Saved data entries
◇ ◇ ◇ ◇

PR #238, opened 2019-08-21
Added sdk.location.is method tests

MarynaG:
# Purpose of PR

Added tests, which verifies sdk.location.is method is true for all extension types.

### DIFF
--- a/test/cypress/integration/dialog-extension.spec.js
+++ b/test/cypress/integration/dialog-extension.spec.js
@@ -72,6 +72,10 @@ context('Dialog extension', () => {
   it('verifies sdk.location.is dialog', () => {
     cy.getSdk(iframeDialogSelector).then(sdk => {
       expect(sdk.location.is('dialog')).to.equal(true)
+      expect(sdk.location.is('entry-editor')).to.equal(false)
+      expect(sdk.location.is('entry-field')).to.equal(false)
+      expect(sdk.location.is('page')).to.equal(false)
+      expect(sdk.location.is('entry-sidebar')).to.equal(false)
     })
   })
 
--- a/test/cypress/integration/dialog-extension.spec.js
+++ b/test/cypress/integration/dialog-extension.spec.js
@@ -72,7 +72,6 @@ context('Dialog extension', () => {
 
   it('verifies sdk.location.is dialog', () => {
     cy.getSdk(iframeDialogSelector).then(sdk => {
-      expect(sdk.location.is('dialog')).to.equal(true)
       verifyLocation(sdk, 'dialog')
     })
   })
--- a/test/cypress/integration/dialog-extension.spec.js
+++ b/test/cypress/integration/dialog-extension.spec.js
@@ -69,6 +69,12 @@ context('Dialog extension', () => {
     })
   })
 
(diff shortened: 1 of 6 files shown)


test/cypress/integration/dialog-extension.spec.js
```diff
@@ -69,6 +69,12 @@ context('Dialog extension', () => {
     })
   })
 
+  it('verifies sdk.location.is dialog', () => {
+    cy.getSdk(iframeDialogSelector).then(sdk => {
+      expect(sdk.location.is('dialog')).to.equal(true)
```
jelz: let's test it's `false` for other values

davidfateh: Should your suggestion also apply to the other tests below?

jelz: https://github.com/contentful/ui-extensions-sdk/pull/238#pullrequestreview-278198669 ;)

MarynaG: done, thanks!

jelz:
What @davidfateh said in https://github.com/contentful/ui-extensions-sdk/pull/238#pullrequestreview-278246992

we should define a list of valid values:

```js
const VALID_LOCATIONS = ['dialog', 'entry-field', 'entry-sidebar' /* ... */];
```

and prepare an assertion function as proposed by David.

I'd also test for some input which is not on a list of valid locations:

```js
expect(sdk.location.is('BOOOOOM!')).to.equal(false)
```

test/cypress/utils/verify-location.js
```diff
@@ -0,0 +1,10 @@
+import locations from '../../../lib/locations'
+
+export function verifyLocation(sdk, location) {
+  expect(sdk.location.is(location)).to.equal(true)
+  let invalidLocations = Object.values(locations)
+  invalidLocations = invalidLocations.filter(item => item !== location)
+  invalidLocations.push('test-value')
+  console.log(invalidLocations)
```
davidfateh: Remove.
```suggestion

```

test/cypress/utils/verify-location.js
```diff
@@ -0,0 +1,10 @@
...
+  invalidLocations.every(item => expect(sdk.location.is(item)).to.equal(false))
```
davidfateh: Minor, but I think a `forEach` would make more sense here as we don't use the return value of this code.
```suggestion
  invalidLocations.forEach(item => expect(sdk.location.is(item)).to.equal(false))
```

test/cypress/utils/verify-location.js
```diff
@@ -0,0 +1,9 @@
+import locations from '../../../lib/locations'
+
+export function verifyLocation(sdk, location) {
+  expect(sdk.location.is(location)).to.equal(true)
+  let invalidLocations = Object.values(locations)
+  invalidLocations = invalidLocations.filter(item => item !== location)
+  invalidLocations.push('test-value')
```
jelz: Let's push `invalid-location` so it's more obvious

MarynaG: fixed.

◇ ◇ ◇ ◇

• YOUR OBJECTIVE:
Your answer should repeat every entry exactly.

• RESULT OF THIS EXERCISE:
PR #238, opened 2019-08-21
Added sdk.location.is method tests

MarynaG:
# Purpose of PR

Added tests, which verifies sdk.location.is method is true for all extension types.

### DIFF
--- a/test/cypress/integration/dialog-extension.spec.js
+++ b/test/cypress/integration/dialog-extension.spec.js
@@ -72,6 +72,10 @@ context('Dialog extension', () => {
   it('verifies sdk.location.is dialog', () => {
     cy.getSdk(iframeDialogSelector).then(sdk => {
       expect(sdk.location.is('dialog')).to.equal(true)
+      expect(sdk.location.is('entry-editor')).to.equal(false)
+      expect(sdk.location.is('entry-field')).to.equal(false)
+      expect(sdk.location.is('page')).to.equal(false)
+      expect(sdk.location.is('entry-sidebar')).to.equal(false)
     })
   })
 
--- a/test/cypress/integration/dialog-extension.spec.js
+++ b/test/cypress/integration/dialog-extension.spec.js
@@ -72,7 +72,6 @@ context('Dialog extension', () => {
 
   it('verifies sdk.location.is dialog', () => {
     cy.getSdk(iframeDialogSelector).then(sdk => {
-      expect(sdk.location.is('dialog')).to.equal(true)
       verifyLocation(sdk, 'dialog')
     })
   })
--- a/test/cypress/integration/dialog-extension.spec.js
+++ b/test/cypress/integration/dialog-extension.spec.js
@@ -69,6 +69,12 @@ context('Dialog extension', () => {
     })
   })
 
(diff shortened: 1 of 6 files shown)


test/cypress/integration/dialog-extension.spec.js
```diff
@@ -69,6 +69,12 @@ context('Dialog extension', () => {
     })
   })
 
+  it('verifies sdk.location.is dialog', () => {
+    cy.getSdk(iframeDialogSelector).then(sdk => {
+      expect(sdk.location.is('dialog')).to.equal(true)
```
jelz: let's test it's `false` for other values

davidfateh: Should your suggestion also apply to the other tests below?

jelz: https://github.com/contentful/ui-extensions-sdk/pull/238#pullrequestreview-278198669 ;)

MarynaG: done, thanks!

jelz:
What @davidfateh said in https://github.com/contentful/ui-extensions-sdk/pull/238#pullrequestreview-278246992

we should define a list of valid values:

```js
const VALID_LOCATIONS = ['dialog', 'entry-field', 'entry-sidebar' /* ... */];
```

and prepare an assertion function as proposed by David.

I'd also test for some input which is not on a list of valid locations:

```js
expect(sdk.location.is('BOOOOOM!')).to.equal(false)
```

test/cypress/utils/verify-location.js
```diff
@@ -0,0 +1,10 @@
+import locations from '../../../lib/locations'
+
+export function verifyLocation(sdk, location) {
+  expect(sdk.location.is(location)).to.equal(true)
+  let invalidLocations = Object.values(locations)
+  invalidLocations = invalidLocations.filter(item => item !== location)
+  invalidLocations.push('test-value')
+  console.log(invalidLocations)
```
davidfateh: Remove.
```suggestion

```

test/cypress/utils/verify-location.js
```diff
@@ -0,0 +1,10 @@
...
+  invalidLocations.every(item => expect(sdk.location.is(item)).to.equal(false))
```
davidfateh: Minor, but I think a `forEach` would make more sense here as we don't use the return value of this code.
```suggestion
  invalidLocations.forEach(item => expect(sdk.location.is(item)).to.equal(false))
```

test/cypress/utils/verify-location.js
```diff
@@ -0,0 +1,9 @@
+import locations from '../../../lib/locations'
+
+export function verifyLocation(sdk, location) {
+  expect(sdk.location.is(location)).to.equal(true)
+  let invalidLocations = Object.values(locations)
+  invalidLocations = invalidLocations.filter(item => item !== location)
+  invalidLocations.push('test-value')
```
jelz: Let's push `invalid-location` so it's more obvious

MarynaG: fixed.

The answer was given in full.